One of my readers sent me a recipe for a tomato salad and gorgonzola and as you can see from the photos I made the salad twice. On both occasions I presented the salad as an antipasto.

The reader who sent me the recipe has just returned from a holiday to Italy; although she visited Sicily, she indicates that she ate this in northern Italy. And even if all of the other ingredients could easily be for a tomato salad from Sicily, gorgonzola is very much a northern Italian cheese. In fact it is a DOC cheese (Denominazione di Origine Controllata – Protected Designation of Origin) and produced in the provinces of cities you may recognize: Milan, Como, Pavia, Bergamo, Cremona and Novara and all of these cities are in the Piedmont and Lombardy regions. Only items produced in a specific area, in a particular way and of a certain specified size and shape may display that DOC label.

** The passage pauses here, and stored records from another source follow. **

PR #788, opened 2021-08-29
Really require the current user to have can_watch > "none" when watched_group_id is given

### LINKED ISSUE #782: Bug: Permission not properly verified on activity  log service
## Overview
The [activity log service](https://france-ioi.github.io/algorea-devdoc/api/#operation/itemActivityLogForItem) seems not to implement the expected permissions: in observation mode (so if watched_group_id is set), the current user needs to have "can_watch > 'none'" on the item (in addition to the perm on the group).

The usual user can fetch activity of user 6381276653871190562 on 4702 while the current user has can_watch='none' on 4702.

```
~ dle $ curl 'https://dev.algorea.org/api/items/4702/log?limit=20&watched_group_id=6381276653871190562' -H 'Authorization: Bearer token123' 
[{"at":"2021-07-06T07:35:22Z","activity_type":"result_started","attempt_id":"0","from_answer_id":"-1","participant":{"id":"10071646858248478","name":"yann...]
```

## Acceptance criteria
- [ ] Implement correctly the permission: WHEN watched_group_id is set (and only in this case), the current user needs to have "can_watch > 'none'" on the item to run the request.

zenovich:
Fixes #782

### DIFF
--- a/app/api/items/get_activity_log.feature
+++ b/app/api/items/get_activity_log.feature
@@ -70,6 +70,7 @@ Feature: Get activity log
       | 36 | 31        | 11             | 1          | 203     | Submission | Current | 2017-05-29 06:38:38 |
       | 37 | 31        | 11             | 0          | 203     | Submission | Current | 2017-05-29 06:38:38 |
       | 38 | 31        | 11             | 1          | 203     | Submission | Current | 2017-05-30 06:38:38 |
+      | 39 | 31        | 11             | 1          | 204     | Submission | Current | 2017-05-30 06:38:38 |
     And the database has the following table 'gradings':
       | answer_id | graded_at           | score |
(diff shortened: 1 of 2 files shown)


smadbe (commented):
I would have expected a new test on `itemActivityLogForItem` on a non-authorized item  and which returns a 403.

zenovich:
> I would have expected a new test on `itemActivityLogForItem` on a non-authorized item and which returns a 403.

The service doesn't return 403 when can_watch='none'. Instead it hides the item from the list similarly to invisible items.

smadbe (approved):
Not sure it will be very clear for the frontend dev, but anyway if they do the pre-checks correctly they should not have the issue.

PR #792, opened 2021-09-10
Make itemActivityLogForItem work much faster for cases when the result is small or empty

### LINKED ISSUE #766: Slow "get log for group"
Investigate why this request is so slow and if there is no solution to make it run faster (do not implement them without validation if not trivial):
```
time curl 'https://dev.algorea.org/api/items/log?limit=20&watched_group_id=672913018859223173' -H 'Authorization: Bearer ***'
[]

real	0m5.040s
```

zenovich:
Fixes #766

### DIFF
--- a/app/api/items/get_activity_log.feature
+++ b/app/api/items/get_activity_log.feature
@@ -120,13 +120,14 @@ Feature: Get activity log
       | tag |
       | fr  |
 
-  Scenario: User is a manager of the group and there are visible descendants of the item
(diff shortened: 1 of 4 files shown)


zenovich:
> I don't really get how `forceStraightJoinInItemActivityLog` is set out of the tests.

It is here https://github.com/France-ioi/AlgoreaBackend/pull/792/files#diff-a0c52a4111813fd1008955c6ae5e626a42f53d46fe4512e497c412a9ed147b71R173

PR #804, opened 2021-11-14
Rework pagination

zenovich:
Require only values of tie-breaker fields as from.* parameters,
Remove unnecessary features and unused configuration fields
Rework configuration structures


smadbe (approved):
👍

PR #805, opened 2021-11-14
Implement grantedPermissionsView service

### LINKED ISSUE #783: List granted permissions
## Overview 
In order to have an overview of the permissions given to group/user, list all granted permissions.

On `GET /groups/{group_id}/granted_permissions`

Sort by item title ? (beware at the items without title)

## Input
* group_id
* descendants: boolean (default 0)

## Output
[if descendants = 0] For every granted permissions given by (= with as a source group) the group or one of its ancestors on which the current-user has can_grant_group_access, to the group or its ancestors, ...

[if descendants = 1] For every granted permissions given by (= with as a source group) the group, its ancestors+descendants`*` on which the current-user has can_grant_group_access, to its descendants (not including the group itself), ...

... , AND only if the current user can grant permissions to the item ('can_grant_view' >= 'enter' or can*='..with_grant'), return:

* group: id, name 
* source_group_id: id, name
* item: id, title, language tag, require_explicit_entry
* permissions

## Validations
* The current user (or one its ancestors) must be allowed to grant permissions (so at least 'can_grant_group_access'=true) to the given group or one of its ancestors.
* (`*`) Reminder: the managing permission propagates from group to its descendants, but not to participants, so a school see permissions with, as source group, a class of this school, but not with, as source group, a student.

zenovich:
Fixes #783

### DIFF
--- a/app/api/groups/get_granted_permissions.feature
+++ b/app/api/groups/get_granted_permissions.feature
@@ -1,0 +1,392 @@
+Feature: Get permissions granted to group
+  Background:
+    Given the database has the following table 'groups':
+      | id | name        | type  |
+      | 8  | Club        | Club  |
+      | 9  | Class       | Class |
+      | 10 | Other       | Other |
+      | 21 | owner       | User  |
+      | 23 | user        | User  |
+      | 25 | some class  | Class |
+      | 26 | other class | Class |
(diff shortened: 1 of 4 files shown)


smadbe (approved):
👍

PR #809, opened 2021-11-29
Allow observers to use getAnswer service

### LINKED ISSUE #806: Get answer: let observers call the service
## Overview

Users observing a group and having the appropriate permissions should be able to call this service. The [current spec](https://france-ioi.github.io/algorea-devdoc/api/#operation/answerGet) indicates only participants should be able to call this service.

## Acceptance criteria
- [ ] If current-user has [`can_watch>=answer`](https://france-ioi.github.io/algorea-devdoc/design/access-rights/items/#can_watch) on the item and watch permission on the participant (so manager with `can_watch_members` of an ancestor of the participant), he should be able to get an answer
- [ ] the current case should still be supported (a user should still be able to see his own answer)

zenovich:
Fixes #806

### DIFF
--- a/app/api/answers/answers.go
+++ b/app/api/answers/answers.go
@@ -6,6 +6,7 @@ import (
 	"github.com/go-chi/render"
 
 	"github.com/France-ioi/AlgoreaBackend/app/auth"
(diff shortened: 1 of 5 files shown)


smadbe (approved):
👍

PR #833, opened 2022-02-18
Release process

smadbe:
Make change to the app so we can have proper releases. 

* What has to be done for a release in document in the README file.
* API docs is generated by version so that the developers can retrieve the doc of a specific version
* Create a specific github release which can be used by external deployers
* The `version` is injected into the app (better usage that the dummy one will have to be done by you as a separate task)

### DIFF
--- a/main.go
+++ b/main.go
@@ -4,6 +4,11 @@ import (
 	"github.com/France-ioi/AlgoreaBackend/cmd"
 )
 
+var (
+	version = "unknown"
+	_       = version
+)
+
 func main() {
 	cmd.Execute()
 }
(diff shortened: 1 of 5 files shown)


main.go
```diff
@@ -1,9 +1,16 @@
 package main
 
 import (
+	"fmt"
+
 	"github.com/France-ioi/AlgoreaBackend/cmd"
 )
 
+var version = "unknown"
```
zenovich, line 9: It might be cleaner to write
```
var (
   version = "unknown"
  _ = version
)
```
here instead of adding a dummy code into the main function

zenovich (changes requested):

main.go
smadbe: fixed

zenovich (approved):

In my version of the salad I used gorgonzola dolce (means sweet) and it is one of my favourite cheeses – soft, creamy and slightly veined and spicy. Gorgonzola piccante (spicy) is the stronger tasting version of this cheese; it is more matured, has a greater degree of blue-veins and is firmer. I imagine that although both cheeses are suitable for this recipe, the mature gorgonzola would be easier to handle and could be ‘shaved’ as the recipe suggests.

I also did not use as much balsamic vinegar, the Sicilian in me screams “no vinegar with tomato”– it is sufficiently acidic. Also, it has to be good quality balsamic and if it is, only a little should suffice.

When I prepared it in my friends’ home, I did not use anchovies because they hate them (unfortunately).

I have named the salad after the ingredients INSALATA DI POMODORI E GORGONZOLA (and alla Giovanna, because this is the reader’s name). Thank you.

Here is her recipe:

3 large tomatoes, sliced
1 Tablespoon balsamic vinegar
2 Tablespoons olive oil
1/2 cup shaved Gorgonzola cheese
1 Tablespoon capers, drained
1 Tablespoon green onions, sliced
1 clove minced garlic
2 anchovies minced to a paste
black pepper, freshly ground
fresh basil


Arrange tomatoes on a plate
Drizzle with vinegar and oil
Sprinkle lightly with salt and fresh ground pepper
Sprinkle with cheese, capers, onions, garlic, and anchovies
Garnish with basil leaves
In the first photo:
I used very large tomatoes from Geelong close to Melbourne (new crop).
In the second photo:
The tomatoes are small and from Murray Bridge in South Australia.
Heirloom tomatoes are not ready, not just yet.